The curl-impersonate library (cURL fork) allows emulating TLS fingerprints of specific browsers (Chrome, Firefox, Safari). Installed on the server as a replacement for standard cURL.

CAPTCHA Handling

If the source shows CAPTCHA, options are:

  • Recognition Service (2Captcha, Anti-Captcha) — parser sends image, receives answer via API, submits in form. Cost: $2-3 per 1000 solutions. Delay: 10-30 seconds.
  • Reduce Frequency — often CAPTCHA appears as a reaction to rate limiting. Reducing request frequency and rotating proxies may eliminate CAPTCHA entirely.

Integration with 2Captcha from PHP-parser:

$taskId = file_get_contents("http://2captcha.com/in.php?key={$apiKey}&method=base64&body=" . base64_encode($captchaImage));
// Waiting for solution (polling)
$result = file_get_contents("http://2captcha.com/res.php?key={$apiKey}&action=get&id={$taskId}");

Honeypot Protection

Before following a link, check computed styles of the element: display, visibility, opacity, position (outside viewport). If parser works via DOM (DOMDocument in PHP), check inline-styles and classes. If via headless-browser — use getComputedStyle() to verify visibility.

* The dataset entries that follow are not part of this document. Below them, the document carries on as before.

PR #445, opened 2023-12-08
feat(viewport): add content style for controlling colors within viewport

Rydez:
There's a weird issue when attempting to change the colors within the viewport when the using [reflow/wrap](https://github.com/muesli/reflow).

Here's a code example:
```golang
var c1 = lipgloss.Color("111")
var c2 = lipgloss.Color("123")
var c3 = lipgloss.Color("239")

func main() {
	const name = "somebody"
	const msg = "a nice message about some things."

	const limit = 20

	nameStyle := lipgloss.NewStyle().Foreground(c1).Background(c3)
	msgStyle := lipgloss.NewStyle().Foreground(c2).Background(c3)
	wrapped := wrap.String(nameStyle.Render(name+": ")+msgStyle.Render(msg), limit)

	vp := viewport.New(20, 5)

	vpStyle := lipgloss.NewStyle().Foreground(c2).Background(c3)
	vp.Style = vpStyle

	vp.SetContent(wrapped)

	fmt.Println(vp.View())
}
```

which results in:
pr-screen-cap

However, with this PR and changing the code above like so:
```diff
-	vp.Style = vpStyle
+	vp.ContentStyle = vpStyl
```

the result is: 
fixed

I struggled to find a way to get this result without changing `viewport.go`.

### DIFF
--- a/viewport/viewport.go
+++ b/viewport/viewport.go
@@ -42,6 +42,10 @@ type Model struct {
 	// useful for setting borders, margins and padding.
 	Style lipgloss.Style
 
+	// Style applies a lipgloss style to the content in the viewport.
+	// Can be be helpful for controlling the background and foreground colors.
+	ContentStyle lipgloss.Style
+
 	// HighPerformanceRendering bypasses the normal Bubble Tea renderer to
 	// provide higher performance rendering. Most of the time the normal Bubble
 	// Tea rendering methods will suffice, but if you're passing content with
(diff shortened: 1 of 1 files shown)


caarlos0:
you can set the previously styled content into the viewport.

unless I'm missing something, this isn't needed I think 🤔 


the reflow/wrap thing is solved by using our new packages (`ansi.Cut`), and should be fixed on main.

Thanks for the PR though! Let me know if my assessment is incorrect :)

What We Configure in One Day

  1. Diagnosis of protection type on specific source.
  2. Setup of headless-renderer (if JS Challenge) or header rotation (if fingerprinting).
  3. Integration with Bitrix parser — retrieval of cookies/HTML.
  4. Testing on real source, fine-tuning delays.
  5. Documentation of protection behavior for further support.